Toric completions and bounded functions on real algebraic varieties (Q2835338)

In the paper under review, the authors extend their work from [Trans. Am. Math. Soc. 364, No. 9, 4663--4682 (2012; Zbl 1279.14072)]. Given a normal affine real varity \(V\) and a semi-algebraic subset \(S\) of \(V\), the idea of that paper was to analyze the ring \(B_V(S)\) of regular functions on \(V\) which are bounded on \(S\) by a completion of \(V\) that have been called \(S\)-compatible. Here are the definitions: A \textit{completion} of \(V\) is an open dense embedding \(V\hookrightarrow X\) into a normal complete real variety. The completion \(X\) is said to be \textit{\(S\)-compatible} if, for every irreducible component \(Z\) of \(X\setminus V\), the set \(Z(\mathbb{R})\cap\overline{S}\) is either empty or Zariski-dense in \(Z\). In the present paper the authors use toric completions: Let \(V\) be an affine toric varity.
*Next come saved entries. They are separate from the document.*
PR #2424, opened 2021-03-26
Create formatDateFromTo formatter

VWSCoronaDashboard10:


packages/app/src/intl/hooks/use-intl.ts
```diff
@@ -214,6 +214,34 @@ export function useIntl() {
...
+   *
+   *     formatDateFromTo(1 maart, 7 maart)
+   *     output: { dateFrom: '1', dateTo: '7 maart' }
+   *
+   * or:
+   *
+   *    formatDateFromTo(29 maart, 4 april)
+   *    output: { dateFrom: '29 maart', dateTo: '4 april' }
+   */
+  function formatDateFromTo(dateFromInput: DateInput, dateToInput: DateInput) {
```
VWSCoronaDashboard1, line 231: nit: is this really a formatting function though? Isn't it more of a `createDateFromTo`? I kind of expect a `format*` function to return a string...

VWSCoronaDashboard1 (approved):

packages/app/src/intl/hooks/use-intl.ts
VWSCoronaDashboard10: it is indeed formatting, but the formatted values are in an object. In hindsight I think it's cleaner to return a tuple instead of an object.

VWSCoronaDashboard8: Yes I agree on the tuple. Also, i think the suffix "input" is not really helping. Arguments to a function are inherently always considered input.  It doesn't tell me anything about that it is, and confusingly the input date is then transformed to a date with getDate(). So what is what? I'm assuming before getDate it is not actually a Date object then. Is it a timestamp? Could the arguments be called `fromDateUnix` and `toDateUnix`?

VWSCoronaDashboard8: I would similarly suggest to use variable names `fromDate`, `toDate`, `fromDateText` and `toDateText` below. I think it reads better.

VWSCoronaDashboard8 (approved):

packages/app/src/intl/hooks/use-intl.ts
```diff
@@ -239,7 +239,7 @@ export function useIntl() {
       : formatDate(dateFrom);
     const dateToText = formatDate(dateTo);
 
-    return { dateFrom: dateFromText, dateTo: dateToText };
+    return [dateFromText, dateToText] as [dateFrom: string, dateTo: string];
```
VWSCoronaDashboard8, line 242: I think you can simply say `as const` here

VWSCoronaDashboard10: yep, but this syntax allows us to name values in tuples :-)

VWSCoronaDashboard8:
Another naming suggestion: Call the function formatDateSpanString and name the arguments start and end instead of from/to. It might make it easier to write clear variable names.

packages/app/src/intl/hooks/use-intl.ts
VWSCoronaDashboard10: the DateInput type is this:
```tsx
type DateInput = { seconds: number } | { milliseconds: number };
```
Which forces us to explicitly define the date in the calling context being either seconds or milliseconds.

I agree on the naming things.

packages/app/src/intl/hooks/use-intl.ts
VWSCoronaDashboard8: I don't get it. Don't you always have to name the tuple items at the receiving end anyway?

VWSCoronaDashboard10: Yep, but now TS can display the name of each value of tuple. 
image

In this case it doesn't really add a lot of value because it's probably clear enough which is which, but yeah. I thought it couldn't harm.

packages/app/src/intl/hooks/use-intl.ts
VWSCoronaDashboard10: Renamed `DateInput` to `DateDefinition` by lack of inspiration.

PR #2438, opened 2021-03-28
Nursing home 7 day avg chart

VWSCoronaDashboard8:
## Summary

Add a new trend type "bar" to the TimeSeriesChart allowing us to show absolute reported values together with a moving average trend line.

In addition this PR fixes:
- Misalignment of the labels on the x-axis for shorter timeframes
- Tooltip not displaying 0 values.

The moving average trend still needs to be connected to real data, but I think that shouldn't stop us from review/QA, since the line and tooltip will just show different values when connected.

image
image
image

### DIFF
--- a/packages/app/src/components-styled/time-series-chart/components/axes.tsx
+++ b/packages/app/src/components-styled/time-series-chart/components/axes.tsx
@@ -81,6 +81,8 @@ export const Axes = memo(function Axes({
     [startUnix, endUnix, formatDateFromSeconds]
   );
 
+  const hasYearLabel = formatXAxis(startUnix).length > 6;
+
   return (
     <g css={css({ pointerEvents: 'none' })}>
       <GridRows
@@ -115,10 +117,21 @@ export const Axes = memo(function Axes({
           fontSize: 12,
           /**
            * Using anchor middle the line marker label will fall nicely on top
-           * of the axis label
+           * of the axis label.
+           *
+           * The only times at which we can not use middle is if we are
+           * rendering a year in the label, because it becomes too long.
            */
           textAnchor:
-            x === startUnix ? 'start' : x === endUnix ? 'end' : 'middle',
+            x === startUnix
+              ? hasYearLabel
+                ? 'start'
+                : 'middle'
+              : x === endUnix
+              ? hasYearLabel
+                ? 'end'
+                : 'middle'
+              : 'middle',
         })}
         hideTicks
       />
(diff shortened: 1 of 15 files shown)


VWSCoronaDashboard13 (approved):

VWSCoronaDashboard1 (approved):

packages/app/src/components-styled/time-series-chart/components/bar-trend.tsx
```diff
@@ -0,0 +1,111 @@
...
+    <>
+      {nonNullSeries.map((item, index) => {
+        return (
+          /**
+           * We could use Visx shape Bar here, but it is almost the same as rect
+           * and rect gives a bit more flexibility for example with regards to
+           * hover state if we choose to implement that.
+           */
+          <rect
+            id={`bar-${index}`}
```
VWSCoronaDashboard10, line 61: why the id?

packages/app/src/pages/landelijk/verpleeghuiszorg.tsx
```diff
@@ -56,7 +54,7 @@ const NursingHomeCare = (props: StaticProps<typeof getStaticProps>) => {
   const infectedLocationsText = siteText.verpleeghuis_besmette_locaties;
   const positiveTestedPeopleText =
     siteText.verpleeghuis_positief_geteste_personen;
-  const locationDeaths = siteText.verpleeghuis_oversterfte;
+  const deceased = siteText.verpleeghuis_oversterfte;
```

A \textit{toric completion} of \(V\) is an open embedding of \(V\) into a complete toric varity \(X\) which is compatible with the torus actions. Given a semi-algebraic subset \(S\) of \(V\), the existence of a toric \(S\)-compatible completion allows to describe the asymptotic growth of polynomial functions on \(S\) in terms of combinatorial data. In particular, the ring \(B_V(S)\) can be made explicitely in this case.